Замысел этот возник у него незадолго до его пятидесятилетия, а окончательно выполнен был на исходе шестого десятка. Каких только отвлечений от труда, затеянного сразу после «Волшебной горы», не требовала потом жизнь, как только не влияла потом на самый этот труд своими вторжениями! Но сейчас нам предстоит рассказать о последних годах, прожитых Томасом Манном на немецкой земле, о тех «почестях», «почестях» в широком, томасманновском смысле слова, — мы это объясним, — которые выпали на его долю за эти несколько лет, «почестях», к которым в равной степени относятся и всякого рода чествования, и Нобелевская премия, и нападки в нацистской печати, и все-таки неожиданное, хотя он давно считался с возможностью своей эмиграции, невозвращение в обжитой дом, к оставленной там рукописи «Иосифа», из очередной заграничной поездки.
«До каких только почестей действительности мало-помалу не доживаешь!» — сказал он однажды, сказал по приятному, бегло уже упомянутому нами поводу: когда ему предложили написать предисловие к антологии произведений русских писателей. Но тут же заговорил о других, совсем не приятных, а, наоборот, суровых и страшных претворениях в твою действительность тех сфер жизни, которым ты прежде, в «хрупкой» юности, приписывал лишь духовное, лишь «мифическое» бытие, не предполагая, что и к тебе они имеют самое серьезное отношение. «Рядом с нами, — писал он на первой странице своего предисловия, — совершались поступки, поступки наших близких, суровые, как сама жизнь, нешуточные, ужасающие в своей окончательности, и мы возмущались ими, воспринимая их как измену общей нашей нереальности прежних времен». На что, как не на самоубийство сестры Карлы, прежде всего намекали эти слова? «А между тем, — продолжал он, — жаловаться мы были не вправе, ведь и мы в большой мере уже претворились в реальность из-за своего труда, своего положения, домашнего очага, брака, детей — и как там еще именуются всякие дела жизни, будь то суровые или человечно-уютные... Фантастически неожиданная действительность, мы не закрываем глаза на твой смертельно суровый нрав!

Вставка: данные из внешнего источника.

Issue #2085, opened 2026-05-22
[Bug]: Multiple sensors are missing for GEN6 inverter


gabriel31337:
### Describe the bug

I am constantly running into missing sensors for GEN6 inverter, previously it was inverter temperature, now I have noticed State of Health was not available at all. Some of the sensors were disabled in the entities list, I had to manually enable them in the HA menu to get the values.

I have manually enabled SOH in the python script by adding GEN6 as an option and it shows the correct value. Would it be possible to go through the sensors enabled for the X3 Hybrid G4 and match it for the X3 Hybrid G4 Pro (GEN6) version as well?

Thank you in advance.

### Integration Version

2026.05.3

### Homeassistant core version

2026.5.3

### Inverter brand

Solax Power

### Plugin used

plugin_solax.py

### Serial prefix

10K0F1

### Inverter firmware versions

ARM 18.06-0.06, DSP 18.04

### Connection Method

Wifi+LAN dongle

### Dongle firmware

1.002.09

wills106:
Have you looked at the Beta release to try and address the old vs newer firmware versions?

 #2079

gabriel31337:
That was the first thing I have checked. It doesn't seem to enable more sensors, just fix the values of actual sensors between different modbus versions.

rosenrot00:
@gabriel31337 could you tell exactly which ones are missing?

Also please tell your modbus version.

gabriel31337:
How do I know what else is missing? That's why I requested to do a compare, ideally take all the sensors available and try to make them work with GEN6.

I accidentally come across some information in FB groups where people state they have this and that information visible with this integration. I look inside my HA integration, the info is not there. I check the source code, the GEN6 condition is missing. I add it there, it works. So would be nice for the author(s) to check all the available sensors if these can be used with GEN6 as well.

Modbus protocol version 6.

TCWORLD:
For modbus protocol <100 we have no reliable documentation, so the register support is largely guesswork as to whether they exist - there is nothing we can check against. Without having a GEN6 Inverter ourselves, we also can't test things out.

GEN6 register have been added incrementally as based on user feedback as to what exists and what doesn't. In particular for the older protocol version there are definite differences between X3 Hybrid GEN4s and GEN6s so just blindly enabling everything is not sensible and could even cause issues if e.g. we write to an address that does something different from what we expected.

If you have tried additional registers and found them to work, by all means either open a PR, or let us know what you have tested.

[...]

Issue #2079, opened 2026-05-21
2026.05.4 / 2026.05.5 / 2026.05.6 Release - Issue Reporting Thread


TCWORLD:
## Summary

I'm opening this issue to track the work we've been doing to hande differences in Modbus register maps based on inverter firmware version.

Recent versions of SolaX GEN6 firmware upgrades and (potentially GEN4/GEN5 as they are updated) led to incompatabilities in the register maps causing problems.

Thanks to @rosenrot00's for PR #2054 which allows the SolaX plugin to distiguish between the firmware versions based on an entity called "Modbus Protocol Version". Specifically:
 * Inverters with a value <100 (seems to be usually 5, 6 or 7) are the old protocol version where we don't have full documentation.
 * Inverters with a value >=100 are using the new protocol version where we have a largely documented register map.

## Related PRs

The following PRs are related to this register map handling:

- #2054 (base PR, released as 2026.05.4b1)
- #2069
- #2070
- #2072
- #2073
- #2076 
- #2077 
- #2089
- #2093

## Testing

Users with a GEN6 inverter in particular (X3-HYB-G4 PRO, X1-VAST, X3-VAST, etc,) if you are willing to give feedback on the changes that would be great.

If you wish to help us test this release, you'll need to have 2026.05.5 installed.

If you find an issue, please post here, and include:
1. The value of "Modbus Protocol Version" entity (under Diagnostics)
2. Software version number from "SolaX Software Version" entity (under Diagnostics)
3. Your inverter serial number prefix (first 6 digits, e.g. 10K0F1).
4. Details of any registers which have inaccurate or unexpected values (e.g. unknown, incorrect scale factor, always 0, etc.) compared to what they used to be, please let us know so that we can make sure they are fixed.

rosenrot00:
@TCWORLD great, this will help. I created a Github action that would generate pre-releases from an open PR. This would help to test much faster with the users without them editing files manually.

wills106:
Just released [2026.05.4b2 ](https://github.com/wills106/homeassistant-solax-modbus/releases/tag/2026.05.4b2) with the latest changes.

rosenrot00:
With the great work of @TCWORLD I think we are ready to leave beta?

Several issues were closed as solved. No flaws on my system. Due to the massive changes I made to introduce the modbus version I thought it to cause more issues.

@TCWORLD what do you think - can @wills106 pull it off?

TCWORLD:
[...]

PR #2099, opened 2026-05-30
Further protocol specific register mapping improvements.

### LINKED ISSUE #2100: [Bug]: SoC reports 16% when Solax Cloud reports 10%
### Describe the bug

Upgraded to 2026.05.5 today and observed some odd SoC behaviour after a discharge (SoC creeping up by 6%). On the final discharge of the day it stopped at 16% and couldn't figure out why it wouldn't go to 10%. Logged into solax cloud and it was reporting SoC of 10%, looking at the cloud SoC where I saw odd SoC behaviour of SoC creeping up, the cloud trace has non of that. Rolled back to 2026.05.03 and SoC dropped back to 10%.

### Integration Version

2026.05.5 

2026.5.4

### Inverter brand

X1-Hybrid-5.0kW by SolaX Power Firmware: DSP 1.58 ARM 1.53 Hardware: Gen4

### Plugin used

plugin_solax.py

### Serial prefix

H4502A

DSP 1.58 ARM 1.53

### Connection Method

Solax pocket wifi 3

### Dongle firmware

1.006.01

### Detailed Error Log

_No response_

### Additional context

Image

### LINKED ISSUE #2102: [Bug]: Battery SoC stuck at 0% - 2026.05.5 & 2026.05.4 (broken by #2069)
### Describe the bug

I updated the integration yesterday and immediately my reported battery SoC went to 0%, when the real value was 96%.
I've removed the inverter, re-downloaded the integration and recreated the inverter, still the same issue.

### Integration Version

2026.05.5, possibly also .04.5 as I skipped a version.

2026.5.4

### Inverter brand

Solax

### Plugin used

plugin_solax.py

### Serial prefix

H4502A

DSP 1.58 ARM 1.53

### Connection Method

Pocket wifi 2.0, modbus/TCP

### Dongle firmware

-

### Detailed Error Log

The only errors/warnings in the log related to solax are these:

Image

Full log attached.
[home-assistant_2026-05-31T12-53-24.474Z.log](https://github.com/user-attachments/files/28437479/home-assistant_2026-05-31T12-53-24.474Z.log)

### Additional context

Modbus version reports 100.

TCWORLD:
Several improvements to the protocol dependent register mappings:

### Fix GEN6 EPS Yield Total scaling for Proto>=100

Wrong scaling for GEN6 on newer protocol version.

### Tidy Grid Meter/CT Registers

1. There were some duplicate registers (no enabled by default hence didn't show up in testing)
2. The registers were out of order which made it hard to see what was going on.
3. Rename some from Meter to Grid for consistency with the docs and the rest of that register set. 
    As these are disabled by default and were largely added in the most recent release, I doubt the rename will cause problems.
4. Add some of these registers for proto < 100 based on the V3.36 docs.

**NOTE:** For the `grid_reactive_power_l1`/`2`/`3` registers, we should probably test on a protocol 100 inverter and see if they have the correct values. Between the old versions, to V1.00. and then in V1.02 docs these changed address in a frankly strange ways. I wonder if it was actually a documentation error in V1.00 compared with V1.02 rather than registers actually moving, but could be wrong. I've left this discrepancy with gating in for now with protocol gating.

### Enable extra Meter2 registers for Proto < 100

These exist for GEN3, but were disabled for 4/5/6 except in protocol >=101. However these are present in the G4 V3.36 docs, so I suspect as with the other meter 2 registers these should just be always available.

### Exclude GEN4 from battery SoH/SoC total protocol gating

For some reason, even on proto>=100 the GEN4s are reporting incorrect information in the battery totals registers.

Fortunately GEN4 are physically limited to 1 battery, so we can always use the battery base register rather than needing the total registers.

Fixes #2100. Fixes #2102.

### Enable runtime registers for X1

These were added for X3 but not X1. The docs don't explictly list them as X3 only.

### Change Grid Export Total to U32 

According to both old and new docs this should indeed be unsigned. Convert the type and remove remark.

### Re-enable registers for < 100.

(Re-)enable some registers for older versions as they exist in the old V3.36 G4 docs.

1. Pgrid Bias used to be enabled (requested in #2079)
2. VPP Exit Idle Enable used to be enabled
3. Main Breaker Limit now enabled. Add different native ranges for X1 vs X3 per docs.
4. Battery State of Health enabled for GEN6 (requested in #2085)


TCWORLD:
Regarding "Rename some entities from Meter to Grid for consistency" - I suspect based on testing this should have been the other way around, renaming them from Grid to Meter (or Meter 1). 
These registers don't appear to work for the CT case. In fact in the old docs they are labelled simply "Meter", while in the new >=100 docs they are labelled as being Meter/CT, so don't really know the best option there. Happy to change to Meter.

Ибо какое бы ты ни принимала обличье... — всем твоим ликам... свойственно нечто священно грозное, от всех от них веет родством с тем последним в их череде, который в конце концов тоже нам «подойдет», несомненным семейным сходством со смертью. Да, и до реальных почестей смерти тоже мы в итоге дойдем...»
1925 год, год пятидесятилетия нашего героя, выпустившего в свет незадолго до знаменательной даты «Волшебную гору», начался с почестей, так сказать, человечно-уютных, прошел под их знаком и открыл череду внешних жестов читательской признательности, чествований, наград и торжеств. «Открыл», впрочем, с одной оговоркой — поскольку еще в 1919 году философский факультет Боннского университета присвоил Томасу Манну звание почетного доктора, и, стало быть, первым в длинном ряду академических дипломов, полученных нашим героем на протяжении всей его долгой жизни, должен был бы висеть в каком-нибудь мемориальном музее тот боннский диплом, если бы ему не причиталось там особое, из ряда вон выходящее место... Но об этом после.